Records drawn from a dataset:

+ + + +

PR #2286, opened 2019-06-17
feat( topology-sidebar): Adds TopologySidebar to react-topology

jeff-phillips-18:
**What**:
Adds a TopologySideBar component and the ability to add the side bar to the TopologyVIew


jeff-phillips-18:
@dgutride @mceledonia ping!

PR #4147, opened 2020-04-28
Chore/4112 dropdownitem icon

### LINKED ISSUE #4112: Update DropdownItem to take `icon` prop
#4038 updated the DropdownToggle to accept an `icon` prop to display an icon within the Dropdown which is displayed before any component children (separate from the toggleIndicator icon which appears after the component children).

The DropdownItem should follow this same pattern, rather than wrapping an icon component with a `DropdownItemIcon` component.  See [example here](https://github.com/patternfly/patternfly-react/pull/4038#issuecomment-614833537).

evwilkin:
**What**: Closes #4112 

This PR updates the DropdownItem component to take an `icon` prop to mirror the pattern used in #4038.  This change removes the need for DropdownItemIcon component, that component is removed completely.


redallen:
Can you add this to your PR body's text?
```
## Breaking changes
- **Dropdown:** Remove DropdownItemIcon in favor of <Dropdown icon={<Icon />}
```

Issue #3679, opened 2020-02-06
Divider: Update components that have their own divider to use the divider component instead


mcoker:
We'll remove the component-specific dividers and update the examples to use the divider component

https://github.com/patternfly/patternfly-next/issues/2621

mcoker:
The core work is complete - https://github.com/patternfly/patternfly/pull/2944

evwilkin:
May be partially addressed in #4116

nicolethoen:
@tlabaj 
I imagine we would want to introduce as few breaking changes as possible? And just change the definitions of DropdownSeparator and other components with their own separators so they render a Divider. Rather than removing the whole DropdownSeparator component and requiring consumers to replace all instances with a Divider component.

nicolethoen:
@mcoker @tlabaj @mattnolting 

There is no implementation of a vertical divider variant. I don't need to make one in order to make the vertical dividers in the DataToolbar work, since the vertical separator is a variant of a DataToolbarItem. But I figure if people see them in the DataToolbar, they may want the variant to be accessible to them? 

I understand that the vertical Divider variant would always need to be placed in a Flex layout in order to work. That'd have to be documented in the example if implemented as part of addressing this issue. Unless there is still more work to be done or decisions to be made surrounding this on the core side?

mcoker:
Hey @nicolethoen there is an issue to add support for the vertical variant here that hasn't been completed - https://github.com/patternfly/patternfly-react/issues/3736

> I understand that the vertical Divider variant would always need to be placed in a Flex layout in order to work.

That's one way. The divider either needs to have some sort of height established, or be the child of an element with a height. Here are a couple of examples - https://codepen.io/mcoker/pen/wvKqpzy 

 A flex layout assigns an intrinsic height by default so being the child of a flex layout works.

PR #4154, opened 2020-04-30
chore(Divider): add vertical dividers and use Divider in DataToolbar

### LINKED ISSUE #3736: Add support for Vertical Divider
#### SUMMARY
Divider Component: https://www.patternfly.org/v4/documentation/react/components/divider

Currently the Divider component only supports horizontal line breaks. We use vertical dividers to visually break up toolbar actions and headers, it would be awesome if you could provide a vertical variation of the Divider. 

##### Header
Screen Shot 2020-02-12 at 11 07 15 AM

##### Toolbar
Screen Shot 2020-02-12 at 11 09 07 AM

##### DataList
Screen Shot 2020-02-12 at 11 10 11 AM

nicolethoen:
**What**: Closes #3736 and #3679

**Additional issues**:
I imagine we would want to introduce as few breaking changes as possible. And just change the implementations of any components with their own separators so they render a Divider. Much of that work has already been done.

So I don't plan to make more breaking changes unless we'd prefer I remove the whole DropdownSeparator component and other component specific separators (even if they all ultimately use the Divider component). This would require consumers to replace all instances with a Divider component.

### DIFF
--- a/packages/react-core/src/components/Toolbar/ToolbarItem.tsx
+++ b/packages/react-core/src/components/Toolbar/ToolbarItem.tsx
@@ -19,6 +19,7 @@ export enum ToolbarItemVariant {
 export interface ToolbarItemProps extends React.HTMLProps<HTMLDivElement> {
   /** Classes applied to root element of the data toolbar item */
   className?: string;
+  /** A type modifier which modifies spacing specifically depending on the type of item */
   variant?:
     | ToolbarItemVariant
     | 'bulk-select'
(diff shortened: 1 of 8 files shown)


nicolethoen:
> LGTM, but should new components be experimental?

It is a variant of the Divider component, not a new component.

packages/react-core/src/components/Toolbar/ToolbarItem.tsx
```diff
@@ -18,15 +19,15 @@ export enum ToolbarItemVariant {
 export interface ToolbarItemProps extends React.HTMLProps<HTMLDivElement> {
   /** Classes applied to root element of the data toolbar item */
   className?: string;
-  /** TODO: Support 'separator' element as a <Divider component="div" variant="horizontal" />. A type modifier which modifies spacing specifically depending on the type of item */
```
redallen, line 21: Add back comment for docs: `/** A type modifier which modifies spacing specifically depending on the type of item */`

+ + + +

#### Work item
Set down the lines of the records exactly, from the first one through the line containing "#4038 updated the", and add nothing else.

#### Answer to the problem
PR #2286, opened 2019-06-17
feat( topology-sidebar): Adds TopologySidebar to react-topology

jeff-phillips-18:
**What**:
Adds a TopologySideBar component and the ability to add the side bar to the TopologyVIew


jeff-phillips-18:
@dgutride @mceledonia ping!

PR #4147, opened 2020-04-28
Chore/4112 dropdownitem icon

### LINKED ISSUE #4112: Update DropdownItem to take `icon` prop
#4038 updated the DropdownToggle to accept an `icon` prop to display an icon within the Dropdown which is displayed before any component children (separate from the toggleIndicator icon which appears after the component children).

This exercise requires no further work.